- _Task details_
Copy out the records below exactly as they appear.

- _Records to process_
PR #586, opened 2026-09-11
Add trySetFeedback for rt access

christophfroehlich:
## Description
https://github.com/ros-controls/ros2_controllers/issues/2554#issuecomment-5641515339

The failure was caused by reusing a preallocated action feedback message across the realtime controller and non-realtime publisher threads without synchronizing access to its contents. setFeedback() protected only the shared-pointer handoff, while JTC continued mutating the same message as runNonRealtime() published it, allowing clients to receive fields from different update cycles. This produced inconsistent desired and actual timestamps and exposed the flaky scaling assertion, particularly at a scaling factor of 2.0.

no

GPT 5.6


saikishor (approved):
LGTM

- _Finished task_
PR #586, opened 2026-09-11
Add trySetFeedback for rt access

christophfroehlich:
## Description
https://github.com/ros-controls/ros2_controllers/issues/2554#issuecomment-5641515339

The failure was caused by reusing a preallocated action feedback message across the realtime controller and non-realtime publisher threads without synchronizing access to its contents. setFeedback() protected only the shared-pointer handoff, while JTC continued mutating the same message as runNonRealtime() published it, allowing clients to receive fields from different update cycles. This produced inconsistent desired and actual timestamps and exposed the flaky scaling assertion, particularly at a scaling factor of 2.0.

no

GPT 5.6


saikishor (approved):
LGTM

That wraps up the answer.